Little Wren definitely picks and chooses her friends. My DYT didn’t even have treats in her pocket, and Wren took an immediate liking to her.

Breath

I’ve expressed my gratitude for breath before: “Oxygen is the real drug; breathing, the ultimate high.” Quoting myself! I’ve thought about breath a lot over the past decades, more since I began meditating, which curiously coincided with the end of a couple year asthma phase. My precious teacher told me at the time that sometimes people with breathing difficulties do better meditating with a different anchor than the breath. Did I take that as a challenge, or was I simply drawn to the breath because I had been all along? Either way, I’m grateful for how the past twelve years of meditation have increased familiarity with my breath.

I had a grade school understanding of how our lungs work, but until today I didn’t really comprehend how blood gets oxygenated. I’m grateful my NP sent me for pulmonary functions tests today, and grateful for the kind and focused attention of the respiratory therapist Melissa who gave me a quick lesson on lung anatomy, asthma, oxygen saturation, and why altitude matters. Yes, I suffered second-hand smoke from in utero until I left for college at 18; yes, my alveoli are functioning ever so slightly below normal; yes, I have what could be described as mild bronchial obstruction (asthma) that did not improve with an inhaler; but, unfortunately, her tests didn’t seem to reveal the reason behind my chronically low oxygen saturation. We’ll know more after the pulmonologist reviews the results, but in the meantime she concurs with NP that the next step is to get me onto night oxygen. She doesn’t think I should move to the coast of Maine, as the pressure gradient in humid sea level climes often exacerbates breathing difficulty, so there goes that fantasy.

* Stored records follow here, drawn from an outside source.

Issue #3725, opened 2019-04-30
Sporadic test failure MetricsTest.metricsTimeBasedCacheEvictionTest


RaulGracia:
**Problem description**
We are observing `MetricsTest.metricsTimeBasedCacheEvictionTest` test failing sporadically both on Travis:
```
io.pravega.test.integration.MetricsTest > metricsTimeBasedCacheEvictionTest FAILED
    java.lang.NullPointerException
        at io.pravega.test.integration.MetricsTest.lambda$metricsTimeBasedCacheEvictionTest$1(MetricsTest.java:247)
        at io.pravega.test.common.AssertExtensions.assertEventuallyEquals(AssertExtensions.java:48)
        at io.pravega.test.integration.MetricsTest.metricsTimeBasedCacheEvictionTest(MetricsTest.java:246)
```
and Jenkins:
```
java.lang.NullPointerException
	at io.pravega.test.integration.MetricsTest.lambda$metricsTimeBasedCacheEvictionTest$0(MetricsTest.java:203)
	at io.pravega.test.common.AssertExtensions.assertEventuallyEquals(AssertExtensions.java:48)
	at io.pravega.test.integration.MetricsTest.metricsTimeBasedCacheEvictionTest(MetricsTest.java:202)
	at sun.reflect.NativeMethodAccessorImpl.invoke0(Native Method)
	at sun.reflect.NativeMethodAccessorImpl.invoke(NativeMethodAccessorImpl.java:62)
	at sun.reflect.DelegatingMethodAccessorImpl.invoke(DelegatingMethodAccessorImpl.java:43)
```
See the [complete log for Jenkins failure](https://github.com/pravega/pravega/files/3133206/failure_log.txt).

**Problem location**
`MetricsTest.metricsTimeBasedCacheEvictionTest`

**Suggestions for an improvement**
Fix the test.

kevinhan88:
@RaulGracia could you please add at least the commit id of the Travis/Jenkins job for the job failure?

RaulGracia:
@kevinhan88 I attached the full log for the test. I got that log from build number 4 in the `pravega-0.5` Jenkins job. What else do you need?

kevinhan88:
Thanks @RaulGracia

kevinhan88:
The context of the issue:
Changes
Issue 3659: Set hdfs.replaceDataNodesOnFailure = false in K8s system (commit: c0bee07) (detail / githubweb)
[...]

PR #3769, opened 2019-05-09
Issue 3768: Increase timeout for pod/task-pv-pod creation

### LINKED ISSUE #3768: Timeout waiting for task-pv-pod to become ready
**Problem description**

When running the system tests in Kubernetes, the script that prepares the environment to run the system tests fails because the wait condition times out after 30 seconds. This failure is intermittent and depends on how fast Kubernetes is able to create the pod. Typically, it takes a bit less than 30 seconds, but occasionally it takes a bit more at the build fails.

```
$ kubectl wait --help
...
--timeout=30s: The length of time to wait before giving up.  Zero means check once and don't wait, negative means wait for a week.
...
```

**Problem location**

https://github.com/pravega/pravega/blob/a81147232c1e427b418e8131c73955d3e786295d/test/system/kubernetes/setupTestPod.sh#L95

Increase the timeout from the default 30 seconds to 1 minute to have a safety margin when the pod creation takes longer than normal.

adrianmo:
**Change log description**  
- Increase timeout for test pod (`pod/task-pv-pod`) creation from 30 seconds (default value) to 1 minute

**Purpose of the change**  
Fix #3768 

**What the code does**  
Applies the changes to the `test/system/kubernetes/setupTestPod.sh` script.

**How to verify it**  
System test should pass consistently. 

---
Signed-off-by: Adrián Moreno <adrian@morenomartinez.com>

### DIFF
--- a/test/system/kubernetes/setupTestPod.sh
+++ b/test/system/kubernetes/setupTestPod.sh
@@ -92,7 +92,7 @@ spec:
         - mountPath: "/data"
           name: task-pv-storage
 EOF
-kubectl wait --for=condition=Ready pod/task-pv-pod
+kubectl wait --timeout=1m --for=condition=Ready pod/task-pv-pod
 
 #Step 7: Compute the checksum of the local test artifact and the artifact on the persistent volume. Copy test artifact only if required.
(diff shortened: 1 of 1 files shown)


RaulGracia:
You are right @shrids, there is an issue for this #3725 cc/ @kevinhan88.

PR #3773, opened 2019-05-10
Issue 3772: (SegmentStore) Fixed DurableLogTests.testTruncateWithoutRecovery

andreipaduroiu:
**Change log description**  
- Fixed a unit test that was assuming that acks coming from the DurableLog were issued only after all internal memory structures are updated. 

**Purpose of the change**  
Fixes #3771.

**What the code does**  
- This unit test was assuming that acks from `DurableLog.add` were issued only after all internal memory structures were updated (the in-memory log, for example).
- However the DurableLog/OperationProcessor acks as soon as the operation is committed to Tier 1, and before it updates internal structures. As such, the in-memory log could be updated after a caller takes action on that ack.
- In this unit test, the action after the ack was to immediately truncate, which would have eliminated the operation from the log. However the operation was not there yet, so it wasn't removed. Instead, in some cases it would end up in the log just after the truncation executed, hence it would only have been removed with the next truncation.
- This is not a bug since the Tier 1 truncation is correct, and having an extra operation or two in memory for a bit is not a problem. They would eventually be cleaned up with a recovery or whenever the next truncation is issued.

**How to verify it**  
Unit test must pass.

### DIFF
--- a/segmentstore/server/src/test/java/io/pravega/segmentstore/server/logs/DurableLogTests.java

There are complications to be worked out with the night oxygen, primary being that living on solar power I simply don’t have the electricity to run an oxygen concentrator. Period. I’m researching options. More will be revealed. Meanwhile, this whole exploration reminds me how grateful I am for each breath, and for the impaired but nevertheless miraculous lungs that diffuse oxygen into my blood and pull carbon dioxide out.

And in that perfect timing sort of way, a new avenue of respiratory therapy has opened up synchronistically. My dear teacher at the Hotchkiss Yoga Tree now offers a Pranayama class that can be taken via Zoom. I joined for the first time yesterday, and am excited and grateful to add this Tuesday class to my calendar, and incorporate the magic of Pranayama into my daily practice. Wishing you all Happy Breathing!